De plus, Des Grieux est le sujet de verbes d'action (« Je rompis », « J'ouvris »). Ce n'est plus pour lui qu'il agit, mais pour Manon. Le caractère pathétique de la scène est encore renforcé par la mention de la « campagne couverte de sable » : c’est un paysage dénudé, un lieu de désolation.
III. L'ultime hommage
a) Un culte amoureux (de « J’y plaçais » à « longtemps »)
Les périphrases désignant Manon, juxtaposées sans outil de coordination ou de subordination (« l'idole de mon cœur » et, en fin de mouvement, « ce qu'elle avait porté de plus parfait et de plus aimable »), traduisent l'idéalisation de celle qui était désignée par son prénom jusque-là. Des Grieux rend un véritable culte à Manon, en refusant la souillure de la terre sur le corps aimé (« pour empêcher le sable de la toucher ») et en accomplissant rituel : le récit retrace sobrement le déroulement chronologique (« J'y plaçai », « Je ne la mis dans cet état », « Je m'assis », « Je la considérai »). Ces verbes d'action, dont Des Grieux est le sujet et Manon le complément d'objet, sont précisés par des adverbes de temps (« encore », « longtemps ») qui mettent en évidence le recueillement et le caractère solennel du moment.

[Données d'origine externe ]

PR #7, opened 2015-06-10
Add support for @param array Validator\File\Count\isValid

gustavopinho:


Maks3w:
Please add unit tests

src/File/Count.php
```diff
@@ -202,17 +202,22 @@ public function addFile($file)
...
-        }
-
-        if (($file !== null) && array_key_exists('tmp_name', $file)) {
-            $value = $file['destination'] . DIRECTORY_SEPARATOR . $file['name'];
-        }
-
-        if (($file === null) || !empty($file['tmp_name'])) {
-            $this->addFile($value);
+        if (is_string($value) && is_array($file)) {
+            $filename = $file['name'];
```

Le cérémonial est ponctué d'effusions pathétiques renforcées par le lyrisme dont fait preuve le narrateur qui transforme l'enterrement en scène d'amour. En effet, d’une part, le geste protecteur de Des Grieux pour éviter la souillure est presque une mise à nu de lui-même et constitue un acte d'amour sensuel, les vêtements fonctionnant comme des substituts métonymiques de Des Grieux, assurant un contact des corps pour l'éternité. D’autre part, les actions mêmes du personnage traduisent une intensité charnelle (« embrassée mille fois », « toute l'ardeur ») ainsi que la proximité des pronoms personnels (« je ne la mis », « je la considérai ») soulignant la négation de la réalité de la mort.
b) La séparation définitive (de « Je ne pouvais » à « plus aimable »)
L’emploi de la négation « je ne pouvais » souligne le refus de la séparation définitive. Seule l’urgence de la situation (« craignant ») conduit le héros à refermer la fosse. Les tournures hyperboliques donnent à la scène un effet pathétique (« pour toujours », « de plus parfait et de plus aimable »).
À noter que l’adjectif « aimable » doit être compris au sens premier, digne d’être aimé, ce qui renforce l’éloge. Cette dernière renvoie aussi bien à une perfection physique que morale et légitime l'amour éprouvé par Des Grieux. Enfin, en employant le verbe ensevelir, le narrateur évoque avec délicatesse la réalité trop douloureuse de l’enterrement.
IV. Retour à la prostration
(de « Je me couchai » à « impatience »)
La dernière phrase opère un retour à la situation initiale puisque Des Grieux se trouve à nouveau immobile et couvre de son corps celui de Manon. La seule différence tient à la terre qui les sépare à présent. La posture de l'amant endeuillé indique son renoncement au monde et fait de lui un être qui mime la mort : « le visage tourné vers le sable, et fermant les yeux ».
Il exprime encore une fois son désir de mort et on note un écho qui donne un effet de clôture à cet épisode de l'ensevelissement : « Mon dessein était d'y mourir » (1er mouvement) / « avec le dessein de ne les ouvrir jamais », « j'attendis la mort avec impatience ». On peut reconnaître une portée blasphématoire dans sa prière à Dieu (« j’invoquai le secours du Ciel ») destinée à précipiter sa mort.
Conclusion
En offrant au lecteur une dernière image de Manon dans un état d’apaisement, et en montrant la souffrance de Des Grieux, ce passage sublime la mort de Manon. Tous ses péchés semblent oubliés, et il ne reste que son amour, dépourvu de tout caractère destructeur.
Pour compléter cette explication linéaire de la mort de Manon, il serait intéressant de la comparer à d’autres célèbres scènes de mort dans le Roman français : on pense par exemple à la mort de Nana, ou à celle d’Emma Bovary.